PR #1339, opened 2019-07-10
Add new profile to build tests jar in stability-tests module

zoewangg:
## Description
- Add new profile to build tests jar in stability-tests module to make it easier to run tests on a remote instance.
- Kinesis tests: Only verify data if all events have been received.
-  S3 tests: create bucket and object instead of reusing existing one.

## Motivation and Context
Some issue can only be reproduced when running on a larger ec2 instance, and this will be handy to generate the tests jar and run the tests there.

## License

### DIFF
--- a/test/stability-tests/src/it/java/software/amazon/awssdk/stability/tests/s3/S3AsyncStabilityTest.java
+++ b/test/stability-tests/src/it/java/software/amazon/awssdk/stability/tests/s3/S3AsyncStabilityTest.java
@@ -25,7 +25,6 @@ import java.util.function.IntFunction;
 import org.apache.commons.lang3.RandomStringUtils;
 import org.junit.jupiter.api.AfterAll;
 import org.junit.jupiter.api.BeforeAll;
-import org.junit.jupiter.api.Disabled;
 import software.amazon.awssdk.core.async.AsyncRequestBody;
 import software.amazon.awssdk.core.async.AsyncResponseTransformer;
 import software.amazon.awssdk.stability.tests.exceptions.StabilityTestsRetryableException;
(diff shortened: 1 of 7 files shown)


zoewangg:
Stability tests succeeded 7 times in a row

test/stability-tests/src/it/java/software/amazon/awssdk/stability/tests/s3/S3AsyncStabilityTest.java
```diff
@@ -56,16 +55,29 @@ public void putObject_getObject() {
     }
 
     @RetryableTest(maxRetries = 3, retryableException = StabilityTestsRetryableException.class)
-    @Disabled // Test needs to be fixed so that it doesn't rely on static bucket/key
     public void getLargeObject() throws IOException {
         LOGGER.info(() -> "Starting to test getLargeObject");
-        verifyObjectExist(LARGE_KEY_BUCKET_NAME, LARGE_KEY_NAME, (long) 2e+9);
+        RandomTempFile file = null;
+        try {
+            file = new RandomTempFile((long) 2e+9);
```
dagnir: Would be more efficient just to stream random data on the fly, maybe using something like [`Flowable.repeat()`](http://reactivex.io/RxJava/2.x/javadoc/io/reactivex/Flowable.html#repeat-long-)?

zoewangg: Yeah, but I figured we could test using `FileAsyncRequestBody` to upload large object this way.

dagnir: Hmm I guess that fine. I don't like conflating testing the two components this way, especially since the test is called **get**LargeObject though.  I'd prefer two distinct test cases if we wanted to explicitly test file provider.

zoewangg: Sure, I'll rename the test to make it more clear. We'd need to run get and then put in the same test though, cause the latter depends on the former.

———

## Problem requirements
Your task is to reproduce exactly the lines from the one with "dagnir: Hmm I" through the end of the listing. Both ends belong in the answer.

## Completed task
dagnir: Hmm I guess that fine. I don't like conflating testing the two components this way, especially since the test is called **get**LargeObject though.  I'd prefer two distinct test cases if we wanted to explicitly test file provider.

zoewangg: Sure, I'll rename the test to make it more clear. We'd need to run get and then put in the same test though, cause the latter depends on the former.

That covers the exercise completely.